> _EXERCISE REQUIREMENTS_
The records that follow must be transcribed in full, without any change.

----------------

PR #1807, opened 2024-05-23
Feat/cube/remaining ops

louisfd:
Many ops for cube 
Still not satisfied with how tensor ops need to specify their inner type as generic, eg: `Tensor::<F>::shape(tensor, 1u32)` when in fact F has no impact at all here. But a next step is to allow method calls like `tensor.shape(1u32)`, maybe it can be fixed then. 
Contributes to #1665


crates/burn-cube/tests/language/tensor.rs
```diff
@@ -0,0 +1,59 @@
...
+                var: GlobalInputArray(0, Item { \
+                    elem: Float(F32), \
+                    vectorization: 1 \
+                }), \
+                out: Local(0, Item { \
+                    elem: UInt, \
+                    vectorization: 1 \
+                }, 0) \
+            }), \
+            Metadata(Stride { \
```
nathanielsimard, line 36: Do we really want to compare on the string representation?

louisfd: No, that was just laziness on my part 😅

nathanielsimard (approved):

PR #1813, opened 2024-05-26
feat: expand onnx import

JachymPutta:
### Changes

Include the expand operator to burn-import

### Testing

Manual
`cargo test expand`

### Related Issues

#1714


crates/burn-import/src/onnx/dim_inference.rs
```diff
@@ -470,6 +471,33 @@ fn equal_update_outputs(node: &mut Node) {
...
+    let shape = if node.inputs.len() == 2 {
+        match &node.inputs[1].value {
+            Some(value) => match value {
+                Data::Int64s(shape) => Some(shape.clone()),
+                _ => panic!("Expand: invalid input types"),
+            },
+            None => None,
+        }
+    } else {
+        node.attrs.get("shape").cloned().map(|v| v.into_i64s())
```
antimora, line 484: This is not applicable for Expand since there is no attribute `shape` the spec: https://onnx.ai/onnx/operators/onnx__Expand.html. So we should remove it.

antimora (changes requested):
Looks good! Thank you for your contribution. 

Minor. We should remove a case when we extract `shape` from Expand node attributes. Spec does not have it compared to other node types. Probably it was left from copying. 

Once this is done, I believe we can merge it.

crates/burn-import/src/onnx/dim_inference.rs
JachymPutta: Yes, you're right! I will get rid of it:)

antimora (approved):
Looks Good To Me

----------------

> _SOLUTION FOR THIS PROBLEM_
PR #1807, opened 2024-05-23
Feat/cube/remaining ops

louisfd:
Many ops for cube 
Still not satisfied with how tensor ops need to specify their inner type as generic, eg: `Tensor::<F>::shape(tensor, 1u32)` when in fact F has no impact at all here. But a next step is to allow method calls like `tensor.shape(1u32)`, maybe it can be fixed then. 
Contributes to #1665


crates/burn-cube/tests/language/tensor.rs
```diff
@@ -0,0 +1,59 @@
...
+                var: GlobalInputArray(0, Item { \
+                    elem: Float(F32), \
+                    vectorization: 1 \
+                }), \
+                out: Local(0, Item { \
+                    elem: UInt, \
+                    vectorization: 1 \
+                }, 0) \
+            }), \
+            Metadata(Stride { \
```
nathanielsimard, line 36: Do we really want to compare on the string representation?

louisfd: No, that was just laziness on my part 😅

nathanielsimard (approved):

PR #1813, opened 2024-05-26
feat: expand onnx import

JachymPutta:
### Changes

Include the expand operator to burn-import

### Testing

Manual
`cargo test expand`

### Related Issues

#1714


crates/burn-import/src/onnx/dim_inference.rs
```diff
@@ -470,6 +471,33 @@ fn equal_update_outputs(node: &mut Node) {
...
+    let shape = if node.inputs.len() == 2 {
+        match &node.inputs[1].value {
+            Some(value) => match value {
+                Data::Int64s(shape) => Some(shape.clone()),
+                _ => panic!("Expand: invalid input types"),
+            },
+            None => None,
+        }
+    } else {
+        node.attrs.get("shape").cloned().map(|v| v.into_i64s())
```
antimora, line 484: This is not applicable for Expand since there is no attribute `shape` the spec: https://onnx.ai/onnx/operators/onnx__Expand.html. So we should remove it.

antimora (changes requested):
Looks good! Thank you for your contribution. 

Minor. We should remove a case when we extract `shape` from Expand node attributes. Spec does not have it compared to other node types. Probably it was left from copying. 

Once this is done, I believe we can merge it.

crates/burn-import/src/onnx/dim_inference.rs
JachymPutta: Yes, you're right! I will get rid of it:)

antimora (approved):
Looks Good To Me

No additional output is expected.